Synonyms and Keywords: Eye neoplasm; eye cancer


Ocular oncology is the branch of medicine dealing with tumors relating to the eye and its adnexa. Cancer of the eye is very rare; however, the most common neoplasm of the eye is ocular melanoma. Eye cancer can affect all parts of the eye.


  • Most common malignant intraocular tumor in children is retinoblastoma
    • Affecting approximately 325 children per year in North America
    • Early detection has allowed for cures exceeding 95%
  • Most common orbital malignancy is orbital lymphoma
  • Orbital dermoid cysts
    • Benign choristomas
    • Usually found at the junction of sutures (most commonly fronto-zygomatic suture)
    • Can cause pressure effects on the muscles and optic nerve, leading to diplopia and loss of vision

Choroidal tumors

Conjunctival tumors

Risk Factors

Risk factors that increase the chance of suffering from cancer of the eye include:

  • Light skin and/or blue eyes
  • Exposure to sun or tanning beds
    • Increase risk of eyelid carcinomas or melanomas
  • Exposure to certain viruses
    • Human papilloma virus may increase the risk of squamous cell carcinoma of conjunctiva
  • Atypical mole and melanoma syndrome (originally called dysplastic nevus syndrome)
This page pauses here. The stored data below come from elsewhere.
PR #2988, opened 2024-11-06
feat: Adds test id to the anchor list component

orangevolon:
### Description

### How has this been tested?

<details>

#### Correctness

#### Security

#### Testing

</details>

---


src/test-utils/dom/anchor-navigation/index.ts
```diff
@@ -32,6 +32,18 @@ export default class AnchorNavigationWrapper extends ComponentWrapper {
...
+
+  /**
+   * Returns the wrapper of the first anchor that matches the specified test ID.
+   * Looks for the `data-testid` attribute that is assigned via `anchors` prop.
+   * If no matching anchor is found, returns `null`.
+   *
+   * @param {string} testId
+   * @returns {ElementWrapper<HTMLAnchorElement> | null}
+   */
+  findAnchorByTestId(testId: string): ElementWrapper<HTMLAnchorElement> | null {
```
georgylobko, line 44: We expect anchor element as the return type, but it's assigned to `li`. Either return type or data-testid assignment should be adjusted

orangevolon: Good callout, it actually needs to change a bit more to return the correct wrapper as well. 
To do that I added a new selector css class. It should be pointing to "Anchor Item" now rather than "Anchor Link" now. This is consistent with `findAnchorByIndex` and `findAnchors`.

PR #2998, opened 2024-11-11
fix: Sticky header offset

georgylobko:
### Description

Keep table's sticky header within a nested AppLayout on scroll by resetting `globalVars.stickyVerticalTopOffset` and `globalVars.stickyVerticalBottomOffset` for nested layout.

Tested in my dev pipeline, everything seems expected.

### How has this been tested?

<details>

#### Correctness

#### Security

#### Testing

</details>

---


src/app-layout/visual-refresh-toolbar/index.tsx
```diff
@@ -431,9 +431,13 @@ const AppLayoutVisualRefreshToolbar = React.forwardRef<AppLayoutProps.Ref, AppLa
...
           style={{
-            [globalVars.stickyVerticalTopOffset]: `${verticalOffsets.header}px`,
-            [globalVars.stickyVerticalBottomOffset]: `${placement.insetBlockEnd}px`,
             paddingBlockEnd: splitPanelOpen && splitPanelPosition === 'bottom' ? splitPanelReportedSize : '',
+            ...(hasToolbar
+              ? {
+                  [globalVars.stickyVerticalTopOffset]: `${verticalOffsets.header}px`,
+                  [globalVars.stickyVerticalBottomOffset]: `${placement.insetBlockEnd}px`,
+                }
+              : {}),
```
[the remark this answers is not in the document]
georgylobko: > Why with a toolbar the sticky position is not needed anymore?

It's needed, but when the top offset is added for a nested app layout, it add this offset twice, because this calculation is based on the global header, which results to doubled offset

> it doesn't seem that removing this condition would have any effect on the sticky behavior.

This is what is happens when this condition is removed:
image
And this is what it's present:
image

Could you share the exact steps you did when removing this condition did not change the behavior?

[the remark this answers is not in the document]
orangevolon: Alright, I dug a bit deeper. The reason seems to be that `useAppLayoutToolbarEnabled` doesn't return `true` so what I'm getting in my dev env is not `<ToolbarAppLayout />` but `<RefreshedAppLayout />`:

https://github.com/cloudscape-design/components/blob/31cd27dc010abe8a73286baf449f499cc7d46360/src/app-layout/internal.tsx#L16

The reason is that `getGlobalFlag` here 👇  is `undefined`.

https://github.com/cloudscape-design/components/blob/31cd27dc010abe8a73286baf449f499cc7d46360/src/app-layout/utils/feature-flags.ts#L9

orangevolon (approved):

src/app-layout/__integ__/awsui-applayout.test.ts
```diff
@@ -197,4 +197,15 @@ describe.each(['classic', 'refresh', 'refresh-toolbar'] as Theme[])('%s', theme
       await expect(page.getNavPosition()).resolves.toEqual(navBefore);
     })
   );
+
+  testIf(theme === 'refresh-toolbar')(
```
just-boris, line 201: Can we run it for other designs too?

just-boris (approved):

src/app-layout/__integ__/awsui-applayout.test.ts
georgylobko: No, VR and classic have an additional gap that prevents the header from becoming sticky immediately. We’d need additional conditions for them, which isn’t the purpose of this test. See the attached video for reference.

https://github.com/user-attachments/assets/6d03be33-cecd-4d2a-9dd8-c27ef7d5265d

just-boris: I think we could still run the test, just have a different assertions for each mode. But up to you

  • Nevus - Are benign, freckle in the eye. These should be checked out and regular checks on the eye done to ensure it hasn't turned into a melanoma.
  • Iris and conjuctival tumors (melanomas) - Presents as a dark spot. Any spot which continues to grow on the iris and the conjunctiva should be checked out.
  • Retinoblastoma - Strabismus (crossed eyes), a whitish or yellowish glow through the pupil, decreasing/loss of vision, sometimes the eye may be red and painful. Retinoblastoma can occur in one or both eyes. This tumor occurs in babies and young children. It is called RB for short. Check photographs, normal healthy eyes would have the red eye reflex, but a white/yellow dot instead of the red eye reflex can indicate a tumor or some other kind of eye disease. Any photos of a child/children which have a white/yellow dot instead of the red eye reflex should be checked out.